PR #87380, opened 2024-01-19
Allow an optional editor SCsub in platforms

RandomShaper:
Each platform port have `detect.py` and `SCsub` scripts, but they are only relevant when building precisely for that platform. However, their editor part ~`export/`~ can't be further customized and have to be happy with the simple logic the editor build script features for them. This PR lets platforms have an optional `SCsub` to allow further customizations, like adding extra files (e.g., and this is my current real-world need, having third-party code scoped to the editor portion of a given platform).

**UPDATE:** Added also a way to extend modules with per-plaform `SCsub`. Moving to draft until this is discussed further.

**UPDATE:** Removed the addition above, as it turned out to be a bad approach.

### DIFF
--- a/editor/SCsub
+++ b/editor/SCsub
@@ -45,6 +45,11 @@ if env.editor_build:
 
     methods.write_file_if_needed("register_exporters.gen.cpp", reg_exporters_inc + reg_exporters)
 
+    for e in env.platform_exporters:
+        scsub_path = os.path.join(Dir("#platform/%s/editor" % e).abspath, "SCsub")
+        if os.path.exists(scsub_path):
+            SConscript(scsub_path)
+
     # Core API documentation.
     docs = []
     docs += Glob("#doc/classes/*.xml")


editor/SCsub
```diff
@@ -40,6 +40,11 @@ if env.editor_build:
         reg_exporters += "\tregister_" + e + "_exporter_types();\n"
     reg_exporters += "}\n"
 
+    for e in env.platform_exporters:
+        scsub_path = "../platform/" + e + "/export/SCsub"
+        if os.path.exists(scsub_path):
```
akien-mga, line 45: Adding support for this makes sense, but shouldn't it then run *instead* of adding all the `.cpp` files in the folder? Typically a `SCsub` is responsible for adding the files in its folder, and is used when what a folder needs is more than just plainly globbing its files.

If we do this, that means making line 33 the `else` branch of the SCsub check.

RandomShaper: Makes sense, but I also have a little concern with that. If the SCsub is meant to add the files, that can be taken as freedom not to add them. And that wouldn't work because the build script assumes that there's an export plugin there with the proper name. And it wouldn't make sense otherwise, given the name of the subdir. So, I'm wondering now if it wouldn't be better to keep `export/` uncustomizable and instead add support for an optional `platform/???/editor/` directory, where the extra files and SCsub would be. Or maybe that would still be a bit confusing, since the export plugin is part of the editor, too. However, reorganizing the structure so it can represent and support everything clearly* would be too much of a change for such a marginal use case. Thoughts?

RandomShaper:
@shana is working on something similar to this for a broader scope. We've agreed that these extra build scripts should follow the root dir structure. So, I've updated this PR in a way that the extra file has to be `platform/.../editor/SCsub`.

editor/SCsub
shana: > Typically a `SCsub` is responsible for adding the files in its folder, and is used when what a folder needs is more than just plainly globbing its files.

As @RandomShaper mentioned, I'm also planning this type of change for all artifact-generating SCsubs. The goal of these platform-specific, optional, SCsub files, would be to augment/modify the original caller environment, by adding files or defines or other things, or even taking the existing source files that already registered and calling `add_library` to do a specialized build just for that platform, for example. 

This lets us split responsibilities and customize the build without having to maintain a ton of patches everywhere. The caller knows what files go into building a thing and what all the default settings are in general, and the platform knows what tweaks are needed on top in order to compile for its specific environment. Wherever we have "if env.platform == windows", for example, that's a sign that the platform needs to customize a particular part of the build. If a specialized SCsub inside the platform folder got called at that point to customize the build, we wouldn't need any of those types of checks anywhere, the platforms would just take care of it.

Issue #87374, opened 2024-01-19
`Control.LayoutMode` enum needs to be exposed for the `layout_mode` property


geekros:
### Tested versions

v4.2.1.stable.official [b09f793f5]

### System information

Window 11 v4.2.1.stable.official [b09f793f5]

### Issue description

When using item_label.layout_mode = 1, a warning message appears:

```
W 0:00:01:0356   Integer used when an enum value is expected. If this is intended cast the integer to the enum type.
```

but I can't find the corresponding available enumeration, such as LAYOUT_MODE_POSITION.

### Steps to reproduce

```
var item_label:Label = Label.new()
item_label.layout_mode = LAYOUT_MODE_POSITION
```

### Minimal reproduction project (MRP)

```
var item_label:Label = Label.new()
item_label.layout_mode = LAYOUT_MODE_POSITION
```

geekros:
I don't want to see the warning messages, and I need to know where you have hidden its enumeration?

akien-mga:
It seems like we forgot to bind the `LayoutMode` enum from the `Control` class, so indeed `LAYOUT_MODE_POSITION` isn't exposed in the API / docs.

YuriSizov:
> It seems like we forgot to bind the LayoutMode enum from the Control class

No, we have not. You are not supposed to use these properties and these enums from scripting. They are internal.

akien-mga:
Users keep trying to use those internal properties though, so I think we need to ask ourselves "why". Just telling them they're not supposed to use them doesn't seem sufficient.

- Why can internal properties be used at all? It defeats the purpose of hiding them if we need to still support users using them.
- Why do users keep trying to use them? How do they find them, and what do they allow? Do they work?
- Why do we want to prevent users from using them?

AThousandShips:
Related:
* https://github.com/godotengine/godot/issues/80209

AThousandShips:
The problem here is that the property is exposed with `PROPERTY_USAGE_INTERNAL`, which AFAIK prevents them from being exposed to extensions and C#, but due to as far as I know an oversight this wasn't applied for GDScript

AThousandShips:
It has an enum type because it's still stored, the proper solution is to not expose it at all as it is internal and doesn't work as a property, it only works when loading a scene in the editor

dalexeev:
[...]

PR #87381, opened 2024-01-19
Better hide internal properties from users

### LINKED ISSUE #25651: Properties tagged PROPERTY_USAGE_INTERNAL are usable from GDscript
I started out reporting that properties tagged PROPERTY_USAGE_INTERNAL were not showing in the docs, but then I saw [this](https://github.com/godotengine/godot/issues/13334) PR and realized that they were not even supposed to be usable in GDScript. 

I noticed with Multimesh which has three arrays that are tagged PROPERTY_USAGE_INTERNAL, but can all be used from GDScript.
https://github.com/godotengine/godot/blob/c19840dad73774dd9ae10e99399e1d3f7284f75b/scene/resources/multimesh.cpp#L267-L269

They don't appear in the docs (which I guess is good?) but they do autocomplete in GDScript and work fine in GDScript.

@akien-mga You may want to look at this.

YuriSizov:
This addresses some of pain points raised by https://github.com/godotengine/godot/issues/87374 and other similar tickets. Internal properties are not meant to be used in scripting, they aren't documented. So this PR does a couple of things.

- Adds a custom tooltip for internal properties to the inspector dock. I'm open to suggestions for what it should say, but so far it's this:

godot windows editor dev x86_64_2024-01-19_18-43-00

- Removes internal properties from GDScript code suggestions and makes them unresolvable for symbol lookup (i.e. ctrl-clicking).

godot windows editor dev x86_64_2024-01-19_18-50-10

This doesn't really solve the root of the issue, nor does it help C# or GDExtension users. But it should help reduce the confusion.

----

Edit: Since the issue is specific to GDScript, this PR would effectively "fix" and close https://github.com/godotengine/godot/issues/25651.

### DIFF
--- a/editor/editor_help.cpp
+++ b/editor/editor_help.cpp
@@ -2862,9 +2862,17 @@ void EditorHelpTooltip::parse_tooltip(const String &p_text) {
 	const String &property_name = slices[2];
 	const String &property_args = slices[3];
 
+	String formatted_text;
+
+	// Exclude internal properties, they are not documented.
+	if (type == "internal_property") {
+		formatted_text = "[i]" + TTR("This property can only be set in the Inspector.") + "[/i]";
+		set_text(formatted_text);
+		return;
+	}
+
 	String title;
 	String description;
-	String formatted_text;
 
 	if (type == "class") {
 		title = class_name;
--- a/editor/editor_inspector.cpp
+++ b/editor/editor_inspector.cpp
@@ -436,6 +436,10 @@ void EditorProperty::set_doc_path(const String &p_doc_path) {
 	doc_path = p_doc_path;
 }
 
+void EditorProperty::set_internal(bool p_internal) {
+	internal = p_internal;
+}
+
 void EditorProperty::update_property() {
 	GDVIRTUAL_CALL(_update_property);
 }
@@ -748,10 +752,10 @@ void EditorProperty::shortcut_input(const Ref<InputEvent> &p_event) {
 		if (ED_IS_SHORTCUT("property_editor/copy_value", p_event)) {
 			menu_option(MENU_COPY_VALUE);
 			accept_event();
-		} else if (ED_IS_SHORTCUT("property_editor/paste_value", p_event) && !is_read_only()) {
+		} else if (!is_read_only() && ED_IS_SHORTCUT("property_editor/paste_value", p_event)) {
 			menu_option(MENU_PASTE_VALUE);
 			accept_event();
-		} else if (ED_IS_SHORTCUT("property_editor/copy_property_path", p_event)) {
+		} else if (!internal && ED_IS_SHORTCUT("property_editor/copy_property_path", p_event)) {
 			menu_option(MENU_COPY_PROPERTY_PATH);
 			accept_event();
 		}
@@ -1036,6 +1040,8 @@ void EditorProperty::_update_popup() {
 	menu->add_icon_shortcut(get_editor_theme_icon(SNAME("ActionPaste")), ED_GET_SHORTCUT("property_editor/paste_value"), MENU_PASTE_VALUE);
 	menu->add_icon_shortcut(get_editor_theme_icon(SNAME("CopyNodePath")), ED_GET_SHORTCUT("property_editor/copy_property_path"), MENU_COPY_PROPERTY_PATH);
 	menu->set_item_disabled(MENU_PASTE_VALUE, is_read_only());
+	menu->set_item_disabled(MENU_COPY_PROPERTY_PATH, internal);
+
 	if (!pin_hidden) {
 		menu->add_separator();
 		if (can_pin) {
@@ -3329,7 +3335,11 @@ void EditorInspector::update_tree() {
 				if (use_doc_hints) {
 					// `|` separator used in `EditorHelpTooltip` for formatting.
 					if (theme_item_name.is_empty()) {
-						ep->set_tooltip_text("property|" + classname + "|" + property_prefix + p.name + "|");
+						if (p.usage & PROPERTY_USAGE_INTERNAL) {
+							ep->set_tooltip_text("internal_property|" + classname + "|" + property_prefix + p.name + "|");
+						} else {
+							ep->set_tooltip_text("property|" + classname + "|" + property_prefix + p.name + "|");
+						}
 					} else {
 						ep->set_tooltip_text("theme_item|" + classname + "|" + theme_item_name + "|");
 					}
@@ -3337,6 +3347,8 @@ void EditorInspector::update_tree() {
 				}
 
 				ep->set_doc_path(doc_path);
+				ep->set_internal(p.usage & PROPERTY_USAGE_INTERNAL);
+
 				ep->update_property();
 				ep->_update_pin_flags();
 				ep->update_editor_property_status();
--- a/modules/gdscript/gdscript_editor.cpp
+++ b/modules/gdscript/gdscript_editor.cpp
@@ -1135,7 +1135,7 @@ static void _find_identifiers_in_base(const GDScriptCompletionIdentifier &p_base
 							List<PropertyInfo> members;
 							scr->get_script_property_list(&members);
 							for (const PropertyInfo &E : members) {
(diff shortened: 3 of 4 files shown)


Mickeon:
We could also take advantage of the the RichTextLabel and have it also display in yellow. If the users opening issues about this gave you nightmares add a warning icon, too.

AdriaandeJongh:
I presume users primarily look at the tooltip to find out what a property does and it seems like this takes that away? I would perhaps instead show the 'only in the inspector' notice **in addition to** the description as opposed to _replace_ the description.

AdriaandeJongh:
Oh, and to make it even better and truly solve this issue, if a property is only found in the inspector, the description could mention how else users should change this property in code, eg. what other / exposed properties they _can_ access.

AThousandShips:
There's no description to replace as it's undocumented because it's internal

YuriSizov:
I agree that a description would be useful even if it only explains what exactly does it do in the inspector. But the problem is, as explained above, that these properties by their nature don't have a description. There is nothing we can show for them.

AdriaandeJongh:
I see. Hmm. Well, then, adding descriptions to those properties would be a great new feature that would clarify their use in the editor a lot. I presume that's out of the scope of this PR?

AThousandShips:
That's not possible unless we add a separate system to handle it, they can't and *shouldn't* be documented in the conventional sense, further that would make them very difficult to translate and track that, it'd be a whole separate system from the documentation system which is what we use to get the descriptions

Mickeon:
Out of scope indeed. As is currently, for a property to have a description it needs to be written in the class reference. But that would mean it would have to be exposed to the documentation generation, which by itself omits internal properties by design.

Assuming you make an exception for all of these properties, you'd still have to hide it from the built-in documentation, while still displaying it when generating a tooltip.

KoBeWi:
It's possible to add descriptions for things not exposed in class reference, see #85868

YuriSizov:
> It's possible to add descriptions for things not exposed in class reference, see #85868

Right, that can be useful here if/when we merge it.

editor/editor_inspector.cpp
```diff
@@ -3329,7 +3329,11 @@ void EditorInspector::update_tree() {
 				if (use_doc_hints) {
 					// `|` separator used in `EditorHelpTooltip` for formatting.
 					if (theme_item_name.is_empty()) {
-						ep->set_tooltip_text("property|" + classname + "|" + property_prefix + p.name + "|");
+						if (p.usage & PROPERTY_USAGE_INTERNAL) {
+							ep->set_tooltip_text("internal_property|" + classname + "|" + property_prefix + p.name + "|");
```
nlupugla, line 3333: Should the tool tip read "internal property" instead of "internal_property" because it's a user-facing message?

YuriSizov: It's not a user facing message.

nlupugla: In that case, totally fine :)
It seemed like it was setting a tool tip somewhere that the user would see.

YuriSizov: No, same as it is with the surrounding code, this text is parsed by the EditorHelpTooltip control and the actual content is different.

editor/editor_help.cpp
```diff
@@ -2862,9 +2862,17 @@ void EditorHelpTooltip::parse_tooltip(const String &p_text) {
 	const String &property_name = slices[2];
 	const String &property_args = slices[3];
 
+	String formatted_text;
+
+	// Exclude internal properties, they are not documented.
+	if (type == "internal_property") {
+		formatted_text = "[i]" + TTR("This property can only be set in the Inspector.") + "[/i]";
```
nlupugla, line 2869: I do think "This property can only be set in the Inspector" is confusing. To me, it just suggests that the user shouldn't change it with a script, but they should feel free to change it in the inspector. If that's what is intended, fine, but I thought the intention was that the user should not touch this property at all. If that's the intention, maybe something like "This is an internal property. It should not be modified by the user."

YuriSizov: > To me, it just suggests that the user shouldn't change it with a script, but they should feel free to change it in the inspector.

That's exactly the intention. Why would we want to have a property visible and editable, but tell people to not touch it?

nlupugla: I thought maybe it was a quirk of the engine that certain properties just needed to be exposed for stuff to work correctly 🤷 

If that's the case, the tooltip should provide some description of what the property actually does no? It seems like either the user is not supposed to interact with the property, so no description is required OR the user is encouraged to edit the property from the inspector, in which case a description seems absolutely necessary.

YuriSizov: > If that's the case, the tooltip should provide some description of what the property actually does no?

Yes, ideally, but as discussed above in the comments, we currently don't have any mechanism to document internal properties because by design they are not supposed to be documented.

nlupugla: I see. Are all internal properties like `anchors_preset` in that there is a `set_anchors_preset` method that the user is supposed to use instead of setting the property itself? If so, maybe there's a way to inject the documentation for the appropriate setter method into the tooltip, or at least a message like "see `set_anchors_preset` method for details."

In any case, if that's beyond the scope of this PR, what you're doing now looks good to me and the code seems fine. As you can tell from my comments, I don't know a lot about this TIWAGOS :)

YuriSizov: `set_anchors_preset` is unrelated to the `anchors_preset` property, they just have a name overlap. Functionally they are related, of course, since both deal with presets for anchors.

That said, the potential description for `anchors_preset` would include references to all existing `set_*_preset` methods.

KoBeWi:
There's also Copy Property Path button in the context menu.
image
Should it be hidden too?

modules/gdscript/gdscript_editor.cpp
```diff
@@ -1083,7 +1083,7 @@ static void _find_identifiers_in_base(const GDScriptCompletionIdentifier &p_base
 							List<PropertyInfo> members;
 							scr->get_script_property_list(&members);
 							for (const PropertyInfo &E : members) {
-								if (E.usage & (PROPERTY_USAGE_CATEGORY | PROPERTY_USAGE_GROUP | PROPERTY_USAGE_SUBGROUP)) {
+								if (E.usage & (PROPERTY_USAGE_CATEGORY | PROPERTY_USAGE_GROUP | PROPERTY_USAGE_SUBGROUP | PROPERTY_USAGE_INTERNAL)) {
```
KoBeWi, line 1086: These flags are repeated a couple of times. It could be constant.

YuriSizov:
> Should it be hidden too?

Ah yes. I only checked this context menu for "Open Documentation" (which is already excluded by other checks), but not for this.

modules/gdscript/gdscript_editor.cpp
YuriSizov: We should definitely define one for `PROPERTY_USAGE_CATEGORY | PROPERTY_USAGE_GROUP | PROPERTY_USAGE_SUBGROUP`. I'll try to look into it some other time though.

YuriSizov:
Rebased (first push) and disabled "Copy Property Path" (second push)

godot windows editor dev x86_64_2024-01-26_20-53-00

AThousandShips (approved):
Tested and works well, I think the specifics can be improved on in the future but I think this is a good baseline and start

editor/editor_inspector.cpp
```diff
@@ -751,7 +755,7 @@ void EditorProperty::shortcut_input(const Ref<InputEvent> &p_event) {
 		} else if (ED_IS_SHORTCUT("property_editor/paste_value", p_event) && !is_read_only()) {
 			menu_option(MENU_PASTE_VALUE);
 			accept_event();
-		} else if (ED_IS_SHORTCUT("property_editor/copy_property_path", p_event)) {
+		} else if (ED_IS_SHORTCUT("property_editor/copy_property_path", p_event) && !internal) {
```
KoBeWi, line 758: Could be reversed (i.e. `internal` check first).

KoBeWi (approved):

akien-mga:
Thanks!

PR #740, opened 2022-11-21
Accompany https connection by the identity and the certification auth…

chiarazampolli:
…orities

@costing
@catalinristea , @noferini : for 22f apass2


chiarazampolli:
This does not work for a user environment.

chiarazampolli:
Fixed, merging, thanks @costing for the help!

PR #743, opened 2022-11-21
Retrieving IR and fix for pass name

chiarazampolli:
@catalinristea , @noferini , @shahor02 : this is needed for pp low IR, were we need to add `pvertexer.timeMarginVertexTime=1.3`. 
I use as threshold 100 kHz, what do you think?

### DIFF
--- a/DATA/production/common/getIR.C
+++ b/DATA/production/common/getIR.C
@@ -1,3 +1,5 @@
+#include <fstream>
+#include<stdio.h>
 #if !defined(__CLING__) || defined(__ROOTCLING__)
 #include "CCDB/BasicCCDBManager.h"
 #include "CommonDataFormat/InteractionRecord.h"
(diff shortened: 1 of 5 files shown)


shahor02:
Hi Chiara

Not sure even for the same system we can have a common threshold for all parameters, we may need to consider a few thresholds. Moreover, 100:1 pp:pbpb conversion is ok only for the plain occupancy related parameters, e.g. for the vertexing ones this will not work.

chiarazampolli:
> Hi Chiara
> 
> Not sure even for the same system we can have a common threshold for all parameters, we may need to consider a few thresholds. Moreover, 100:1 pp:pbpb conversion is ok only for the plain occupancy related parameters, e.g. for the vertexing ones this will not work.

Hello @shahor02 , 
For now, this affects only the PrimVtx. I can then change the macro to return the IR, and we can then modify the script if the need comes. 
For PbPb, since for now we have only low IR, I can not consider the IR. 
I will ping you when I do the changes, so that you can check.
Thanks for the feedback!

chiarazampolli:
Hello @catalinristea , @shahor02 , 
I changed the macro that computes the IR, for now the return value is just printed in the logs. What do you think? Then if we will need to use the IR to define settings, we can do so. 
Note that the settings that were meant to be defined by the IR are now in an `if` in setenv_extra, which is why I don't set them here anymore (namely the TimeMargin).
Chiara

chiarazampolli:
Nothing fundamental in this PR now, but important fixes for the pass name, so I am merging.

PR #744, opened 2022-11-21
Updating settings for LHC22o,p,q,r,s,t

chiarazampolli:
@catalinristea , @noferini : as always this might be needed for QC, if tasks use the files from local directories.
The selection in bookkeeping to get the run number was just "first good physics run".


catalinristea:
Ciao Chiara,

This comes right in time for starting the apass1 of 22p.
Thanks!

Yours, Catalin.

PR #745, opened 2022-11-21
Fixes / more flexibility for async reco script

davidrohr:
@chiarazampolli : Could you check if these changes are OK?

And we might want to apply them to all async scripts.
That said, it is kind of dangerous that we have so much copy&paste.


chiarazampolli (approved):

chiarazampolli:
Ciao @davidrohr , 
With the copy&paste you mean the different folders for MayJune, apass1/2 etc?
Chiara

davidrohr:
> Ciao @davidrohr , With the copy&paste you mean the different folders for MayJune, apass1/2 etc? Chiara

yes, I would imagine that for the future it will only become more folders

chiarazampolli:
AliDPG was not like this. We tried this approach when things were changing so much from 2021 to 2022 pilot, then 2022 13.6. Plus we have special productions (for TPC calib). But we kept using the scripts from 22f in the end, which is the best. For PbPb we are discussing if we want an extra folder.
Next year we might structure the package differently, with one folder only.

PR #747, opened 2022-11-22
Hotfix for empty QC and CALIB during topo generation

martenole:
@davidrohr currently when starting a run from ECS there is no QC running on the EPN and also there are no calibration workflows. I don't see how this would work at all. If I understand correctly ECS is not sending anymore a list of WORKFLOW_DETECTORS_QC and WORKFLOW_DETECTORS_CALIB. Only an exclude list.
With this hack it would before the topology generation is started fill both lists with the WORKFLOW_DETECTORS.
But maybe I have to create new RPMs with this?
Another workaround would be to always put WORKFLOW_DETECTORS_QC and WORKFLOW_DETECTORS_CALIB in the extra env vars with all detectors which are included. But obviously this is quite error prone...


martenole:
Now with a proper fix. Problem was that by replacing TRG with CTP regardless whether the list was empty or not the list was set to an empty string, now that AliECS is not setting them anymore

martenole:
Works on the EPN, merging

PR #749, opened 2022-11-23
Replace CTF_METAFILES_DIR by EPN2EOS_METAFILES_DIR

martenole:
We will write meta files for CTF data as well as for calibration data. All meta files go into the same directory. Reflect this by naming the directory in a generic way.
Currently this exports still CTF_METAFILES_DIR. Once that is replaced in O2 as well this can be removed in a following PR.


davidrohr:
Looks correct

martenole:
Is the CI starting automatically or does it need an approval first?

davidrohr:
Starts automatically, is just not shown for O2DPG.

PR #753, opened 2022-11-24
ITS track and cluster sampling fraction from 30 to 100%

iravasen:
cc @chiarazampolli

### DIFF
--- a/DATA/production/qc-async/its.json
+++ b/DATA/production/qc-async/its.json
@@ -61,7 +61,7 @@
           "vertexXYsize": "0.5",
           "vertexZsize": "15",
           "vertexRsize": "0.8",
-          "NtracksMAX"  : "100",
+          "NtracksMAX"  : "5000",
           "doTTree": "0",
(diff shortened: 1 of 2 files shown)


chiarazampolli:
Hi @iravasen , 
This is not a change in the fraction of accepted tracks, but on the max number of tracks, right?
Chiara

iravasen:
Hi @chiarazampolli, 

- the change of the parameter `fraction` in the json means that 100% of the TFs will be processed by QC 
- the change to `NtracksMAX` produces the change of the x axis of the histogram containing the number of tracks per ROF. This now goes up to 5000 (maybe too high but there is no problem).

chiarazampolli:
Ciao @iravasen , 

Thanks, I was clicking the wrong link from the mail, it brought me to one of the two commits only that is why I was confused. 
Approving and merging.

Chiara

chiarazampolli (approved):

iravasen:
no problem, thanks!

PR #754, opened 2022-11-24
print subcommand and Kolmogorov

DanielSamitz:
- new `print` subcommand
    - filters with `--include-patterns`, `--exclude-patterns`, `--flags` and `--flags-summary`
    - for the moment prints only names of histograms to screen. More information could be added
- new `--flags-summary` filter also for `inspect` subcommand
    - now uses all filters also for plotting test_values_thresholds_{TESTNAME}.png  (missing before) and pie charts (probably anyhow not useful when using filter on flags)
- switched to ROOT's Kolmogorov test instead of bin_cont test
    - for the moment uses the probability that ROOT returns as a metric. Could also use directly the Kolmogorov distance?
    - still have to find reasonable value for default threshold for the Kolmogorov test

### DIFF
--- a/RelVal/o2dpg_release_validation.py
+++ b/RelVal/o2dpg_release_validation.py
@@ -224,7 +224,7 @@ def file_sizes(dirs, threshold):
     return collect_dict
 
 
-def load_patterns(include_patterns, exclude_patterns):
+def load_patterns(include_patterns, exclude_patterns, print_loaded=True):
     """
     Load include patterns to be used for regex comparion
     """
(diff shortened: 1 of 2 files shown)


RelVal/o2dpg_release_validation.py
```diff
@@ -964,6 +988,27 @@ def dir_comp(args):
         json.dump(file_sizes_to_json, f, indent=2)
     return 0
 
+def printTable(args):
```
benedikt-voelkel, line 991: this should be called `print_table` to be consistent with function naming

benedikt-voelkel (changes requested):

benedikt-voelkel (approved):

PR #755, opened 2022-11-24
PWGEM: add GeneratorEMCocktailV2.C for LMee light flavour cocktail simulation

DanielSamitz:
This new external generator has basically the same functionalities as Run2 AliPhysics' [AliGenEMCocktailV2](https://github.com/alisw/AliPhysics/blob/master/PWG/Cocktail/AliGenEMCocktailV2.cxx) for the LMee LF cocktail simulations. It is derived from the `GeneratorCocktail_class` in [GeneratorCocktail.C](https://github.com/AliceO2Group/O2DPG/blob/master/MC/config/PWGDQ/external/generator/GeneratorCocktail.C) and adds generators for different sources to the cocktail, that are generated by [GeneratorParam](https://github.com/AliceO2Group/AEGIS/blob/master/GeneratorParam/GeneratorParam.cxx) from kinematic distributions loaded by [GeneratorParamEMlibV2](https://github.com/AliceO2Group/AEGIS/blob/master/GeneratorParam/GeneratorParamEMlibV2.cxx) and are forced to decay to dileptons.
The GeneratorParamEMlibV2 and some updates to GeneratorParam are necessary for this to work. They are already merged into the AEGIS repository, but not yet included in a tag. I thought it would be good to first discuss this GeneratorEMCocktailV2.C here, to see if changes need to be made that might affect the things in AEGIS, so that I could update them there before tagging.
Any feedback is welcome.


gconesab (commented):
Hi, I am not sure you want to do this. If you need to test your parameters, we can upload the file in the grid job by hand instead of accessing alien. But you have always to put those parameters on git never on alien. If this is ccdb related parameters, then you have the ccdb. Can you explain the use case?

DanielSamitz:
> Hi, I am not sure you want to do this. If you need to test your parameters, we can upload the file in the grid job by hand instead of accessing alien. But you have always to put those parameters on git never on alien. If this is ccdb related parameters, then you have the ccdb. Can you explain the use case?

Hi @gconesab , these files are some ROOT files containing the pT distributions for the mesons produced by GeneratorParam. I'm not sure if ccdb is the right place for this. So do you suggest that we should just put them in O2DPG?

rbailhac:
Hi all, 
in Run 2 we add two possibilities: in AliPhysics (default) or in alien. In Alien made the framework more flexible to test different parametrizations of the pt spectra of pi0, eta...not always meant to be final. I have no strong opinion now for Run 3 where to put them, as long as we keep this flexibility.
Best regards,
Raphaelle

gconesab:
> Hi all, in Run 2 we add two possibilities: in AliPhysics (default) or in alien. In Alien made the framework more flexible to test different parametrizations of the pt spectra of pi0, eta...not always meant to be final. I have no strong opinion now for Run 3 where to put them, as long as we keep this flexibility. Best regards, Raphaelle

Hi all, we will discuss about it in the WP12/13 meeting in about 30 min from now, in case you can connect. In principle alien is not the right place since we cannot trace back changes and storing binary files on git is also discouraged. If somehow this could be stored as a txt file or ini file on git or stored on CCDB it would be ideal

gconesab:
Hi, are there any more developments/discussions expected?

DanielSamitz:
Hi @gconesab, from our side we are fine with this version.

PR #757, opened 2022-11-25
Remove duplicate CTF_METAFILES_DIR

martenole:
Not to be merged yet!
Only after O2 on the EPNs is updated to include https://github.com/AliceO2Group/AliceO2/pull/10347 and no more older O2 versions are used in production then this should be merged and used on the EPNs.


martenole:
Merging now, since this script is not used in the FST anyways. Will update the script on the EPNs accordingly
---+---
Once you find the line with "this is needed" above, print it and every line after it up to and including the line with "Hello @catalinristea , @shahor02", exactly as written and nothing else.

**Exercise answer**.
@catalinristea , @noferini , @shahor02 : this is needed for pp low IR, were we need to add `pvertexer.timeMarginVertexTime=1.3`. 
I use as threshold 100 kHz, what do you think?

### DIFF
--- a/DATA/production/common/getIR.C
+++ b/DATA/production/common/getIR.C
@@ -1,3 +1,5 @@
+#include <fstream>
+#include<stdio.h>
 #if !defined(__CLING__) || defined(__ROOTCLING__)
 #include "CCDB/BasicCCDBManager.h"
 #include "CommonDataFormat/InteractionRecord.h"
(diff shortened: 1 of 5 files shown)


shahor02:
Hi Chiara

Not sure even for the same system we can have a common threshold for all parameters, we may need to consider a few thresholds. Moreover, 100:1 pp:pbpb conversion is ok only for the plain occupancy related parameters, e.g. for the vertexing ones this will not work.

chiarazampolli:
> Hi Chiara
> 
> Not sure even for the same system we can have a common threshold for all parameters, we may need to consider a few thresholds. Moreover, 100:1 pp:pbpb conversion is ok only for the plain occupancy related parameters, e.g. for the vertexing ones this will not work.

Hello @shahor02 , 
For now, this affects only the PrimVtx. I can then change the macro to return the IR, and we can then modify the script if the need comes. 
For PbPb, since for now we have only low IR, I can not consider the IR. 
I will ping you when I do the changes, so that you can check.
Thanks for the feedback!

chiarazampolli:
Hello @catalinristea , @shahor02 , 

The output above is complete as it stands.